TERT Promoter Revertant Mutation Inhibits Melanoma Growth through Intrinsic Apoptosis

SIMPLE SUMMARY: TERT -146 C>T frequently occurs in many cancer cells. Research targeting the telomerase reverse transcriptase (TERT) promoter contributes to a better understanding of cancer development and treatment. Many conventional cancer treatments aim to develop new drugs targeting TERT. Here, for TERT -146 we converted T to C. The proliferation, migration and invasion of melanoma cells in vitro, and the growth of the tumor in vivo were inhibited. Moreover, the downregulated protein expression of B-cell lymphoma 2 (Bcl-2) indicated that the TERT promoter revertant mutation abrogated the inhibitory effect of mutant TERT on apoptosis. These data elucidated the relationship between the TERT promoter revertant mutations and apoptosis for the first time, and also implied that TERT -146 may be a causal mutation of melanoma. This study provides a new insight into the TERT promoter revertant mutations and apoptosis. The TERT promoter provides preliminary validation of the potential tumor treatment. ABSTRACT: Human telomerase is a specialized DNA polymerase whose catalytic core includes both TERT and human telomerase RNA (hTR). Telomerase in humans, which is silent in most somatic cells, is activated to maintain the telomere length (TEL) in various types of cancer cells, including melanoma. In the vast majority of tumor cells, the TERT promoter is mutated to promote proliferation and inhibit apoptosis. Here, we exploited NG-ABEmax to revert TERT -146 T to -146 C in melanoma, and successfully obtained TERT promoter revertant mutant cells.
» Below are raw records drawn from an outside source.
PR #511, opened 2019-01-13
Idm user cleanup

markg58:
Jira issue? None
6.5.0 doc changes needed? No
7.0.0 doc changes needed? No

Not sure about why commit d93e43b is included with this PR.


cicd/forgeops-tests/tests/smoke/idm/IDMSmoke.py
```diff
@@ -203,3 +204,21 @@ def test_7_user_reset_pw(self):
                         params=params, json=payload4)
         self.assertEqual(200, stage4.status_code, "Stage 4 - Password reset")
         s.close()
+
+    @classmethod
+    def tearDownClass(self):
+        instance = IDMSmoke()
+        """Delete user rsutter"""
```
andrewvinall: User "rsutter" is only created in test `test_6_user_self_registration` and then `test_7_user_reset_pw` is dependent on this user.  So this cleanup would be best done on a test rather than class basis.  It would also be best if tests 6 and 7 are independent of each other

PR #514, opened 2019-01-14
Apply fix for OPENAM-14170 - make sure tomcat reports correct port/sc…

mrpotes:
This should prevent the need for configuring the base url source service, as tomcat should always report the correct URL.

Jira issue? OPENAM-14170
6.5.0 doc changes needed? no
7.0.0 doc changes needed? no

### DIFF
--- a/docker/openam/server.xml
+++ b/docker/openam/server.xml
@@ -44,7 +44,9 @@
                SSLEnabled="false"
                connectionTimeout="20000"
                URIEncoding="UTF-8"
-               redirectPort="8443" />
+	       redirectPort="8443"
+               proxyPort="443"
+               scheme="https" />
 
       <!--  We terminate ssl externally
 


wajihahmed:
Tomcat needs to be http internally.  Wouldn't the "https" scheme break it?  Just want to make sure this change has been deployed and tested.  If yes then please ignore.

mrpotes:
It hasn't been tested, I'm hoping someone can do that for me. The scheme setting is what tomcat uses to construct the external URI to the contained application.

wajihahmed:
There is an ingress controller (nginx reverse proxy) in front  of Tomcat
which is the external URL and SSL is also terminated on the ingress
controller.

*--*
*Wajih Ahmed* | * D*istinguished *E*ngineer | *FORGEROCK*
+1.717.379.7777 | http://gotomeet.me/wajih

mrpotes:
Yes, but the AM application needs to know what URL its request originally came from.

wstrange:
On further testing of this it does not work. 
Tomcat redirects internal requests (http://openam ) to http://openam:443 - which does not have a listener. We would need to set the proxyName to the external FQDN -but this makes the docker image hard to configure for any environment.

PR #518, opened 2019-01-16
CLOUD-1018 Test restructure. Move stop ds port forwarding.

andrewvinall:
Jira issue? CLOUD-1018
6.5.0 doc changes needed? No
7.0.0 doc changes needed? No

This is a tentative PR primarily to open up discussion.  Questions:
* Currently we have 2 tearDownClass methods.  How does this manifest?
* Is it better to separate associated tests into their own classes.  Currently we only have 2 tests, however the user created in the second test has no relevance to the other tests.
* My opinion is that clean up of the DSConfig class should be handled by that class rather than the calling class.  I have found some potential solutions here https://stackoverflow.com/questions/865115/how-do-i-correctly-clean-up-a-python-object and have tried to implement the Python's "with" statement.  However, I seek advice from more experienced Python programmers.

### DIFF
--- a/cicd/forgeops-tests/config/ProductConfig.py
+++ b/cicd/forgeops-tests/config/ProductConfig.py
@@ -104,6 +104,13 @@ class DSConfig(object):
         self.ds1_rest_ping_url = self.ds1_url + '/alive'
         self.ssl_verify = SSL_VERIFY
 
+    def __enter__(self):
+        return self
+
+    def __exit__(self, exc_type, exc_value, traceback):
+        self.stop_ds_port_forward(instance_nb=0)
+        self.stop_ds_port_forward(instance_nb=1)
+
     def stop_ds_port_forward(self, instance_nb=0):
         if not is_cluster_mode():
             eval('self.ds%s_popen' % instance_nb).kill()
--- a/cicd/forgeops-tests/tests/smoke/ds/DSSmoke.py
+++ b/cicd/forgeops-tests/tests/smoke/ds/DSSmoke.py
@@ -15,73 +15,68 @@ import logging
 # Framework imports
 from config.ProductConfig import DSConfig
 
-
-class DSSmoke(unittest.TestCase):
-    dscfg = DSConfig()
-
-    @classmethod
-    def tearDownClass(self):
-        """DSSmoke suite teardown"""
-        self.dscfg.stop_ds_port_forward(instance_nb=0)
-        self.dscfg.stop_ds_port_forward(instance_nb=1)
-
+class DSPing(unittest.TestCase):
     def test_0_ping(self):
         """Pings OpenDJ instances to see if servers are alive"""
-        response = get(verify=self.dscfg.ssl_verify, url=self.dscfg.ds0_rest_ping_url)
-        self.assertEqual(response.status_code, 200, 'userstore-0 is alive')
+        with DSConfig() as dscfg:
+            response = get(verify=dscfg.ssl_verify, url=dscfg.ds0_rest_ping_url)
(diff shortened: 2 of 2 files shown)


markg58:
Trying to answer your questions:
- Currently we have 2 tearDownClass methods. How does this manifest?  _There is a tearDownClass() defined in DSSmoke.py and one in IDMSmoke.py.  As each test class can be run separately.  Or am I missing something in your question?_

- Is it better to separate associated tests into their own classes. Currently we only have 2 tests, however the user created in the second test has no relevance to the other tests.  _I don't believe associating the tests within their own classes adds any value.  And just complicates the code more.  Am I the only one with that opinion??_

- My opinion is that clean up of the DSConfig class should be handled by that class rather than the calling class. I have found some potential solutions here https://stackoverflow.com/questions/865115/how-do-i-correctly-clean-up-a-python-object and have tried to implement the Python's "with" statement. However, I seek advice from more experienced Python programmers - _Based upon [class-and-module-fixtures](https://docs.python.org/3/library/unittest.html#class-and-module-fixtures), tearDownClass() is not called on base class unless you call it programmatically.  And DSConfig doesn't have a tearDownClass() either so I would not expect tearDownClass to be called for any class other than DSSmoke._

csovant:
Agree with Mark this complicates the code.

Maybe one thing to change is the second tearDownClass() (the one which delete the user) to move it as a test teardown => to only call it after test_resource_replication testcase but not sure this is possible in unittest

andrewvinall:
Thanks for your feedback guys.  As I said I was hoping to open up discussion.
Primarily my points are:
1. Two tearDownClass methods.
2. Test scenarions should be grouped closely by function and independent of each other.
3. The DSConfig constructor has a side affect of setting up port forwarding.  I don't think it should be the responsibility of the calling class to clean this up.

The job of porting the tests from unittest to pytest may be an opportunity to think a bit about the structure of our tests.


1. We seem to agree that the two tearDownClass methods in a class is an error.

2. So maybe DSSmoke.py was a bad choice for an example; as currently there are only 2 tests.  However, both tests are not functionally closely related to each other.  In future there will be more DS tests added.   The point I was attempting to make is best summarised here https://docs.python.org/3/library/unittest.html#organizing-test-code:
    "The testing code of a TestCase instance should be entirely self contained, such that it can be run either in isolation or in arbitrary combination with any number of other test cases."
    
In DSSmoke.py test_0_ping is not closely related to test_resource_replication.   Also, note running test_0_ping in isolation will fail the tearDownClass.  I agree this could be resolved by using a tearDown method.

IDMSmoke.py may have been a better code example to make my point with.
* test_0_ping bears no relationship to the other tests.  However, test_0_ping passing would be good prerequisite for the other tests.

* There is a strong dependency between may of the tests.  We should make better use of setup and teardown to allow the tests to be independent of each other, so that they can be run in isolation.
    test_0_ping
    test_1_create_managed_user <-- test_2_update_managed_user <-- test_4_login_managed_user
    test_3_run_recon_to_ldap
    test_1_create_managed_user <-- test_5_delete_managed_user
    test_6_user_self_registration <-- test_7_user_reset_pw
    test_6_user_self_registration <--tearDownClass

* tearDownClass will fail if test_6_user_self_registration has not been run.  So test_6_user_self_registration is the only test that can be run in isolation.

3. Port forwarding for DS is setup as a side-affect of the constructor for class DSConfig.  So I don't think it should be the responsibility of the calling class to clean this up.  I was looking for a mechanism to resolve this issue.

andrewvinall:
This work will be dealt with by later stories.

PR #520, opened 2019-01-16
Removes hard-coded platform secrets entry in favor of dynamic option

jakefeasel:
The hard-coded IG_CLIENT_USERNAME and IG_CLIENT_PASSWORD entries are now going to be specified as part of the helm values. In addition to removing this project-specific config from the general-purpose charts, it also allows other secrets to be specified as needed (for example, if someone wants to add a new secret that wasn't predicted, they can do so and it will become available as part of the environment for the various frconfig-dependent pods)


jakefeasel:
Related forgeops-init change: https://github.com/ForgeRock/forgeops-init/pull/151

These TERT revertant mutant cells exhibited significant growth inhibition both in vitro and in vivo. Moreover, A375(−146C/C) cells exhibited telomere shortening and the downregulation of TERT at both the transcription and protein levels, and migration and invasion were inhibited. In addition, TERT promoter revertant mutation abrogated the inhibitory effect of mutant TERT on apoptosis via B-cell lymphoma 2 (Bcl-2), ultimately leading to cell death. Collectively, the results of our work demonstrate that reverting mutations in the TERT promoter is a potential therapeutic option for melanoma.